→ **What is needed**
Which lines hold the word "component"? Copy each of them from the material.

→ **Entries shown**
PR #601, opened 2023-02-01
refactor: cleans up onboarding store

kleinfreund:
Moves `shouldSuggestOnboarding` getter into global state as it only accesses global state.

Stops using store setter in component.

Stops setting computed property in component (they should be read-only).

### DIFF
--- a/src/app/App.vue
+++ b/src/app/App.vue
@@ -76,7 +76,7 @@ const isLoading = ref(store.state.globalLoading)
  */
 const routeKey = computed(() => route.path)
 const shouldShowAppError = computed(() => store.state.config.status !== 'OK')
-const shouldSuggestOnboarding = computed(() => store.getters['onboarding/showOnboarding'])
+const shouldSuggestOnboarding = computed(() => store.getters.shouldSuggestOnboarding)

→ **Answer space**
Stops using store setter in component.
Stops setting computed property in component (they should be read-only).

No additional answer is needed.